• _Extracted material_:
Issue #397, opened 2019-03-22
state.changed remains false for internal transition with assign()


johnyanarella:
## Bug or feature request?

Bug

## Description:

The resulting state is not marked as `changed: true` following an internal transition that includes an `assign()` action that alters the context.

This poses problems when you are only triggering re-rendering logic when `changed: true` (as `@xstate/react`'s `useMachine()` does).

I think the conditions for considering the state to be "changed" (as documented [here](https://xstate.js.org/docs/guides/states.html#state-changed)) should also include the condition where the context was changed (via `assign()`).

## (Bug) Expected result:

Given this (simplified) machine:

```js
import { assign, Machine } from "xstate";

const exampleMachine = Machine(
  {
    id: "example",
    initial: "active",
    context: {
      value: 0
    },
    states: {
      active: {
        on: {
          UPDATE: {
            actions: ["update"]
          }
        }
      }
    }
  },
  {
    actions: {
      update: assign({
        value: (context, event) => event.value
      })
    }
  }
);

const initialState = exampleMachine.initialState;

console.log("Before:", initialState.context.value);
const nextState = exampleMachine.transition(initialState, {
  type: "UPDATE",
  value: 0.5
});
console.log("After:", nextState.context.value);

console.log("Changed?", nextState.changed);
```

I would expect to see:

```
Before: 0
After: 0.5
Changed? true
```

## (Bug) Actual result:

Instead, I see:

```
Before: 0
After: 0.5
Changed? false
```

## (Bug) Potential fix:

My intuition here is that the change detection logic doesn't account for the `assign()` action because it has already been consumed internally (as part of the early batch and compute phase within the machine).

For example, if I add an arbitrary new action (one that the interpreter will be responsible for executing):

```js
const exampleMachine = Machine(
  {
    id: "example",
    initial: "active",
    context: {
      value: 0
    },
    states: {
      active: {
        on: {
          UPDATE: {
            actions: ["update", "other"]
          }
        }
      }
    }
  },
  {
    actions: {
      update: assign({
        value: (context, event) => event.value
      }),
      other: (context, event) => {}
    }
  }
);
```

I get the expected result - i.e. `changed: true` - because the `other` action is present in the state's `actions`.

Given the `assign()` action is already consumed and not present in the new state's `actions`, perhaps it would make sense to compare the context objects as part of `State::changed()`?

[...]

PR #398, opened 2019-03-22
Fix to consider context when evaluating changed() for #397

johnyanarella:
* Modifies the `changed()` getter in `State` to also consider changes to the `context`.
* Adds a corresponding test.

See: #397


johnyanarella:
Per comments in #397, this is probably not the way to go - calculating `changed` in `transition()` is a more direct path to detecting the change (with full knowledge) than inspecting the result of side effects and assuming how they originated.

• _What you will do_: Your task is to quote the lines above, beginning with the first and ending with the one that holds "This poses problems".

• _Expected answer_:
Issue #397, opened 2019-03-22
state.changed remains false for internal transition with assign()


johnyanarella:
## Bug or feature request?

Bug

## Description:

The resulting state is not marked as `changed: true` following an internal transition that includes an `assign()` action that alters the context.

This poses problems when you are only triggering re-rendering logic when `changed: true` (as `@xstate/react`'s `useMachine()` does).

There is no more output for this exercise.